NASA special missions to find out what makes gadgets work strangely at Earth's poles

  29 November 2019    Read: 1051
  NASA   special missions to find out what makes gadgets work strangely at Earth

For years, researchers have been puzzled by a mysterious phenomenon occurring above the North and South Poles, as something interferes with devices using radio or satellite connections. Scientists suggest that the answer to this has to do with the polar cusps – funnel-like entrances for solar winds.

The National Aeronautics and Space Administration is set to carry out three missions to investigate the so-called northern polar cusp, which may possibly give a clue towards explaining the strange phenomenon making gadgets act up there.

This is not the only mystery of the funnels at the North and South Poles, through which winds from the Sun enter our planet’s atmosphere – other regions are shielded by our planet’s magnetic field. The northern polar cusp also has a patch of dense atmosphere. This, according to Mark Conde, the principal investigator on one of these missions – Cusp Region Experiment-2 (CREX-2), is associated with a pressure change that would “cause a continuous hurricane stronger than anything seen in meteorological records" if it occurred at ground level. This blob could be hampering the work of special spacecraft and satellites, impacting GPS and other signals because of the severe turbulence.

As Science Alert reports, it is hoped that these missions will provide a better look at these enigmatic irregularities, which can result in disruptions of communication systems, and to predict its behaviour in the future.

"Turbulence is one of the really hard remaining questions in classical physics.

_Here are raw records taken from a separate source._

PR #469, opened 2020-01-08
[FAB-17299] Support collection level endorsement policies for discovery

caod123:
#### Type of change

- New feature

#### Description
* PoliciesByChaincode now returns one InquireablePolicy per collection,
either the collection's endorsement policy if one exists or the
chaincode policy by default
* chaincode.Metadata now stores CollectionPolicies for _lifecycle
namespace chaincodes that have collection endorsement policies

#### Related issues

[FAB-17299](https://jira.hyperledger.org/browse/FAB-17299)
This PR cannot be merged until [FAB-17308](https://jira.hyperledger.org/browse/FAB-17308) is complete; however, submitting PR now for review/feedback.

/cc @yacovm @denyeart

PR #472, opened 2020-01-08
[FAB-17299] Support collection level endorsement policies for discovery

caod123:
#### Type of change

- New feature

#### Description
* PoliciesByChaincode now returns one InquireablePolicy per collection,
either the collection's endorsement policy if one exists or the
chaincode policy by default
* chaincode.Metadata now stores CollectionPolicies for _lifecycle
namespace chaincodes that have collection endorsement policies

#### Related issues

[FAB-17299](https://jira.hyperledger.org/browse/FAB-17299)
This PR cannot be merged until [FAB-17308](https://jira.hyperledger.org/browse/FAB-17308) is complete; however, submitting PR now for review/feedback.

/cc @yacovm @denyeart

### DIFF
--- a/core/chaincode/lifecycle/metadata_provider.go
+++ b/core/chaincode/lifecycle/metadata_provider.go
@@ -13,7 +13,6 @@ import (
 	"github.com/hyperledger/fabric-protos-go/peer"
 	"github.com/hyperledger/fabric/common/chaincode"
 	"github.com/hyperledger/fabric/common/policies"
-	"github.com/hyperledger/fabric/common/policydsl"
 	"github.com/hyperledger/fabric/protoutil"
 	"github.com/pkg/errors"
 )
@@ -21,7 +20,7 @@ import (
 // LegacyMetadataProvider provides metadata for a lscc-defined chaincode
 // on a specific channel.
 type LegacyMetadataProvider interface {
-	Metadata(channel string, cc string, includeCollections bool) *chaincode.Metadata
+	Metadata(channel string, cc string, collections ...string) *chaincode.Metadata
 }
 
 // ChaincodeInfoProvider provides metadata for a _lifecycle-defined
@@ -105,28 +104,54 @@ func (mp *MetadataProvider) toSignaturePolicyEnvelope(channelID string, policyBy
 }
 
 // Metadata implements the metadata retriever support interface for service discovery
-func (mp *MetadataProvider) Metadata(channel string, ccName string, includeCollections bool) *chaincode.Metadata {
+func (mp *MetadataProvider) Metadata(channel string, ccName string, collections ...string) *chaincode.Metadata {
 	ccInfo, err := mp.ChaincodeInfoProvider.ChaincodeInfo(channel, ccName)
 	if err != nil {
 		logger.Debugf("chaincode '%s' on channel '%s' not defined in _lifecycle. requesting metadata from lscc", ccName, channel)
 		// fallback to legacy metadata via cclifecycle
-		return mp.LegacyMetadataProvider.Metadata(channel, ccName, includeCollections)
+		return mp.LegacyMetadataProvider.Metadata(channel, ccName, collections...)
 	}
 
 	spe, err := mp.toSignaturePolicyEnvelope(channel, ccInfo.Definition.ValidationInfo.ValidationParameter)
 	if err != nil {
 		logger.Errorf("could not convert policy for chaincode '%s' on channel '%s', err '%s'", ccName, channel, err)
-		spe = policydsl.MarshaledRejectAllPolicy
+		return nil
 	}
 
 	// report the sequence as the version to service discovery since
 	// the version is no longer required to change when updating any
 	// part of the chaincode definition
 	ccMetadata := &chaincode.Metadata{
-		Name:              ccName,
-		Version:           strconv.FormatInt(ccInfo.Definition.Sequence, 10),
-		Policy:            spe,
-		CollectionsConfig: ccInfo.Definition.Collections,
+		Name:               ccName,
+		Version:            strconv.FormatInt(ccInfo.Definition.Sequence, 10),
+		Policy:             spe,
+		CollectionPolicies: map[string][]byte{},
+		CollectionsConfig:  ccInfo.Definition.Collections,
+	}
+
+	if ccInfo.Definition.Collections == nil {
+		return ccMetadata
+	}
+
+	// process any existing collection endorsement policies
+	for _, collectionName := range collections {
+		for _, conf := range ccInfo.Definition.Collections.Config {
+			staticCollConfig := conf.GetStaticCollectionConfig()
+			if staticCollConfig == nil {
+				continue
+			}
+			if staticCollConfig.Name == collectionName {
+				if staticCollConfig.EndorsementPolicy != nil {
+					ep := protoutil.MarshalOrPanic(staticCollConfig.EndorsementPolicy)
+					cspe, err := mp.toSignaturePolicyEnvelope(channel, ep)
+					if err != nil {
+						logger.Errorf("could not convert collection policy for chaincode '%s' collection '%s' on channel '%s', err '%s'", ccName, collectionName, channel, err)
+						return nil
+					}
+					ccMetadata.CollectionPolicies[collectionName] = cspe
+				}
+			}
+		}
 	}
 
 	return ccMetadata
--- a/discovery/support/chaincode/support.go
+++ b/discovery/support/chaincode/support.go
@@ -18,7 +18,7 @@ import (
 var logger = flogging.MustGetLogger("discovery.DiscoverySupport")
 
 type MetadataRetriever interface {
-	Metadata(channel string, cc string, loadCollections bool) *chaincode.Metadata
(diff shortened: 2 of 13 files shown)


caod123:
Reopened #469 as a draft PR

core/chaincode/lifecycle/metadata_provider.go
```diff
@@ -119,14 +119,36 @@ func (mp *MetadataProvider) Metadata(channel string, ccName string, includeColle
 		spe = cauthdsl.MarshaledRejectAllPolicy
 	}
 
+	// process any existing collection endorsement policies
+	collectionPolicies := map[string][]byte{}
+	if ccInfo.Definition.Collections != nil {
```
yacovm: [Return early, return often](http://www.itamarweiss.com/personal/2018/02/28/return-early-pattern.html).

Can we please simply return the object and skip populating the collection policies if the **Definition.Collections** is nil?

Can we please switch the: if **staticCollConfig.EndorsementPolicy != nil**  to be if if **staticCollConfig.EndorsementPolicy == nil**  and then continue the loop?

discovery/support/chaincode/support.go
```diff
@@ -35,20 +35,58 @@ func NewDiscoverySupport(ci MetadataRetriever) *DiscoverySupport {
...
+
+	// chaincodeData.CollectionPolicies will be nil when using legacy lifecycle (lscc)
+	// because collection endorsement policies are not supported in lscc
+	if chaincodeData.CollectionPolicies == nil || len(collections) == 0 {
+		return []policies.InquireablePolicy{chaincodePolicy}
+	}
+	// process any collection policies
+	for _, collectionName := range collections {
+		// add the collection policy if it exists otherwise default to the chaincode policy
+		if policy, collectionPolicyExists := chaincodeData.CollectionPolicies[collectionName]; collectionPolicyExists {
```
yacovm: Let's do it without the **if**, just read from the map, and if it doesn't exist then continue. Makes less indentation.

discovery/support/chaincode/support.go
```diff
@@ -35,20 +35,58 @@ func NewDiscoverySupport(ci MetadataRetriever) *DiscoverySupport {
...
+			pol := &common2.SignaturePolicyEnvelope{}
+			if err := proto.Unmarshal(policy, pol); err != nil {
+				logger.Warningf("Failed unmarshaling collection policy for chaincode '%s' collection '%s': %s", cc, collectionName, err)
```
yacovm: This logging should be an error IMO

discovery/support/chaincode/support.go
```diff
@@ -35,20 +35,58 @@ func NewDiscoverySupport(ci MetadataRetriever) *DiscoverySupport {
...
+				return nil
+			}
+			if len(pol.Identities) == 0 || pol.Rule == nil {
+				logger.Warningf("Invalid collection policy, either Identities(%v) or Rule(%v) are empty", pol.Identities, pol.Rule)
```
yacovm: This logging should be an error

discovery/support/chaincode/support.go
```diff
@@ -35,20 +35,58 @@ func NewDiscoverySupport(ci MetadataRetriever) *DiscoverySupport {
...
 	}
 	if len(pol.Identities) == 0 || pol.Rule == nil {
-		logger.Warningf("Invalid policy, either Identities(%v) or Rule(%v) are empty:", pol.Identities, pol.Rule)
+		logger.Warningf("Invalid policy, either Identities(%v) or Rule(%v) are empty", pol.Identities, pol.Rule)
 		return nil
 	}
-	return []policies.InquireablePolicy{inquire.NewInquireableSignaturePolicy(pol)}
+	chaincodePolicy := inquire.NewInquireableSignaturePolicy(pol)
+
+	inquireablePolicies := map[policies.InquireablePolicy]bool{}
```
yacovm: 1) You can do a map from **Foo** to **struct{}**, it's the common pattern for a set in Go.
2) How does this even work? **policies.InquireablePolicy** is an interface. How does Golang know to find it again in the map if it already exists? Look at an example I made [here](https://play.golang.org/p/n2PF37yKT6D).

I think that what we really need is to make the keys of the map, the byte representation of the policies and not the derived interfaces.

yacovm (changes requested):
See comments

core/chaincode/lifecycle/metadata_provider.go
caod123: Ack

discovery/support/chaincode/support.go
caod123: Ack, will also change the 2 warnings for the chaincode policy further above

discovery/support/chaincode/support.go
caod123: Ack

discovery/support/chaincode/support.go
caod123: Ack

discovery/support/chaincode/support.go
caod123: I changed it to `make(map[string]struct{})` and set the keys to the string representation of the policy bytes (since byte slices themselves can't be keys)

caod123 (commented):
Pushing a followup commit so it's easier to see suggested changes. Will squash after changes approved

core/chaincode/lifecycle/metadata_provider.go
```diff
@@ -119,37 +119,41 @@ func (mp *MetadataProvider) Metadata(channel string, ccName string, collections
...
+			if staticCollConfig == nil {
+				continue
+			}
+			if staticCollConfig.Name == collectionName {
+				if staticCollConfig.EndorsementPolicy != nil {
+					ep := protoutil.MarshalOrPanic(staticCollConfig.EndorsementPolicy)
+					cspe, err := mp.toSignaturePolicyEnvelope(channel, ep)
+					if err != nil {
+						logger.Errorf("could not convert collection policy for chaincode '%s' collection '%s' on channel '%s', err '%s'", ccName, collectionName, channel, err)
+						cspe = cauthdsl.MarshaledRejectAllPolicy
```
yacovm: `cspe = cauthdsl.MarshaledRejectAllPolicy`

I missed this in the previous review. This wasn't introduced by you, but I don't think this should be here at all. 
If we failed converting this policy, then we should simply return nil and not use this RejectAllPolicy.

It makes sense to use RejectAllPolicy in validation, but this is a user facing API and we should return an error and not something that would make discovery analysis go haywire :-)

yacovm (changes requested):
Looks pretty good, just something that wasn't introduced by you but i think we should fix here and now

core/chaincode/lifecycle/metadata_provider.go
caod123: Sounds good, will do for both the collection policy as well as chaincode policy.

caod123 (commented):
Went ahead and squashed the PR

discovery/support/chaincode/support_test.go
```diff
@@ -9,66 +9,85 @@ package chaincode
...
 			sup := NewDiscoverySupport(&mockMetadataRetriever{res: test.input})
-			res := sup.PoliciesByChaincode("", "")
-			if test.shouldBeNil {
+			var res []policies.InquireablePolicy
+			if test.input == ccmd3 {
+				res = sup.PoliciesByChaincode("", "", "col1")
+			} else {
+				res = sup.PoliciesByChaincode("", "")
+			}
+			if test.expectedReturn == nil {
```
yacovm: can't we just use **assert.Equal** here?

discovery/support/chaincode/support_test.go
```diff
@@ -9,66 +9,85 @@ package chaincode
...
 
 	for _, test := range tests {
 		test := test
 		t.Run(test.name, func(t *testing.T) {
 			sup := NewDiscoverySupport(&mockMetadataRetriever{res: test.input})
-			res := sup.PoliciesByChaincode("", "")
-			if test.shouldBeNil {
+			var res []policies.InquireablePolicy
+			if test.input == ccmd3 {
+				res = sup.PoliciesByChaincode("", "", "col1")
```
yacovm: let's please extract this variable ("col1") to the test parameters and not use  **if test.input == ccmd3** :)

integration/discovery/testdata/collections_config_org1_org2.json
```diff
@@ -5,5 +5,12 @@
         "requiredPeerCount": 1,
         "maxPeerCount": 2,
         "blockToLive":1000000
+    },
+    {
+        "name": "collectionDetails",
```
yacovm: where is this collection used?

discovery/support/chaincode/support_test.go
wenjianqiao: Done.

discovery/support/chaincode/support_test.go
wenjianqiao: Done.

integration/discovery/testdata/collections_config_org1_org2.json
wenjianqiao: Removed since it is not used.

yacovm (approved):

We don't really know what it is because we have no direct measurements yet”, said Norwegian space physicist Jøran Moen, who leads Cusp Irregularities-5, intended to measure turbulence and distinguish it from electric waves.

The third mission is called the Cusp Heating Investigation (CHI) and, according to the scientific outlets, it is set to look into the flow of plasmas and gases in the funnel to find out how they grow and influence each other.

Apart from these three missions, there are six more ventures tasked with finding out more about the northern polar cusp – some of these have already been carried out.

"Each mission has its own strengths", the head of CHI, physicist Miguel Larsen, told the outlet.